### Task requirements
Whenever a line in the data holds the string "pane", copy that line.

Saved entries:
========================================

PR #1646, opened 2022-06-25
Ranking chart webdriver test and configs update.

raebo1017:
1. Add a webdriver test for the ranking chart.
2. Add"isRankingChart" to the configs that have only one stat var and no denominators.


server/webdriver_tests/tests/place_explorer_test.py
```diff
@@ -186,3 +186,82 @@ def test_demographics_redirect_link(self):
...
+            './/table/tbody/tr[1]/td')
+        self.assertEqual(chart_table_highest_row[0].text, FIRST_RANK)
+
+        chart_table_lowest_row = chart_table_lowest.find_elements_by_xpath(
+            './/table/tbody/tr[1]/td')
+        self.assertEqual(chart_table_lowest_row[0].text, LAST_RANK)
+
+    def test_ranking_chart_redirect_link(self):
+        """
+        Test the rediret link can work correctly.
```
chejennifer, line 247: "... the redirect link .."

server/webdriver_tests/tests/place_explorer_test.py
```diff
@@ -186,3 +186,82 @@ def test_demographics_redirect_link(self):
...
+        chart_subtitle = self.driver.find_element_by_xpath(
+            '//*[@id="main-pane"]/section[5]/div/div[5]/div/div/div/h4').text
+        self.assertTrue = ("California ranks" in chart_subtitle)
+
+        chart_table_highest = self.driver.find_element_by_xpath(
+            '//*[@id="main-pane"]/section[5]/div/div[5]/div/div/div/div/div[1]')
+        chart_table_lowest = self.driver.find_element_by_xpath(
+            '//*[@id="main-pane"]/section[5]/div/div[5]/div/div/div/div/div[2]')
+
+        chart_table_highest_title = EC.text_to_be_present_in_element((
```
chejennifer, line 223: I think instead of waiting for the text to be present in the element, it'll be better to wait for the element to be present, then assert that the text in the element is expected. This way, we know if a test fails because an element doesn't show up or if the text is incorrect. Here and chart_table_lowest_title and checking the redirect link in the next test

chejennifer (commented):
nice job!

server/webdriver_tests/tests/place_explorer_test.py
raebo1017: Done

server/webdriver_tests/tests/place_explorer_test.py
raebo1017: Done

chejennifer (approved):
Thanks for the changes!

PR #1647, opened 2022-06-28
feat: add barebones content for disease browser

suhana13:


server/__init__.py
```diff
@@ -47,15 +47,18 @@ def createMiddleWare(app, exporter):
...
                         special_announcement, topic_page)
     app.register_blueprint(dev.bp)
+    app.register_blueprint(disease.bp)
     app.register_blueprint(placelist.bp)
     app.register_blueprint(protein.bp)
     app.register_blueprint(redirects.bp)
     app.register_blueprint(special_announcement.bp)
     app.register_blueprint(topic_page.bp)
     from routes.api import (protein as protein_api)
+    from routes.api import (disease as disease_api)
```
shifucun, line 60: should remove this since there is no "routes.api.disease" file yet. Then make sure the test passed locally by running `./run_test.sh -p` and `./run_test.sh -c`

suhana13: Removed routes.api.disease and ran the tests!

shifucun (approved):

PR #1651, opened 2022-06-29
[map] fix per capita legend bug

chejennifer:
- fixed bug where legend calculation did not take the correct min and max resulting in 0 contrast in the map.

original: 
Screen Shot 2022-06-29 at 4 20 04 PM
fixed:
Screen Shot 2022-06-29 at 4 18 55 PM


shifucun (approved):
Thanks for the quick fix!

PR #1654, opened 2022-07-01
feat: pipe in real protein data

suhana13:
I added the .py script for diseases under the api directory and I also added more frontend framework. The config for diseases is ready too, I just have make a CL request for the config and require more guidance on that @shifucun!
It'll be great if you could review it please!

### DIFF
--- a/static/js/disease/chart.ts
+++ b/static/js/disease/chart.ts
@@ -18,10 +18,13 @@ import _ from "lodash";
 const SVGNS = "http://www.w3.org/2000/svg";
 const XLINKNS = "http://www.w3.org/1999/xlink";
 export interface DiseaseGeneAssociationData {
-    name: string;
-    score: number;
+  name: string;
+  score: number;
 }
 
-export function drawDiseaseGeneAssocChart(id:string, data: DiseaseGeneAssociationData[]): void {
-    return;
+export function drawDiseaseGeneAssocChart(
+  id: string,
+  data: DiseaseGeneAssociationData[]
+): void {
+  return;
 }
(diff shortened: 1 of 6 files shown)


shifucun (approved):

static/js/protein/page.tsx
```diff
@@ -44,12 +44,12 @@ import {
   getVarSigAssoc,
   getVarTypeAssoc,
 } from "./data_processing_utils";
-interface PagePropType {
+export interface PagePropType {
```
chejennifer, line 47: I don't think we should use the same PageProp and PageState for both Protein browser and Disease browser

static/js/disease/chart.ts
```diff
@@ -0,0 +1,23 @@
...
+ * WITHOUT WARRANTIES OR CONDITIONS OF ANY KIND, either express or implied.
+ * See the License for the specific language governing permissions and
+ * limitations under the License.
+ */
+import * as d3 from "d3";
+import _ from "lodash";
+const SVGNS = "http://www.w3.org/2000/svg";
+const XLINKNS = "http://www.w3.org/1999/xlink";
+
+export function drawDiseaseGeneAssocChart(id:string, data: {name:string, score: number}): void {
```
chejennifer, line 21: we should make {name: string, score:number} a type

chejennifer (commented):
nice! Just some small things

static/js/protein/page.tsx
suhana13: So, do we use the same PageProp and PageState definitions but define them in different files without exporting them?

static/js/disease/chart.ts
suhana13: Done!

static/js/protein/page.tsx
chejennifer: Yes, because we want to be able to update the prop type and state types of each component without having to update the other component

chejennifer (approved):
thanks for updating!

========================================

### Response area
+            '//*[@id="main-pane"]/section[5]/div/div[5]/div/div/div/h4').text
+            '//*[@id="main-pane"]/section[5]/div/div[5]/div/div/div/div/div[1]')
+            '//*[@id="main-pane"]/section[5]/div/div[5]/div/div/div/div/div[2]')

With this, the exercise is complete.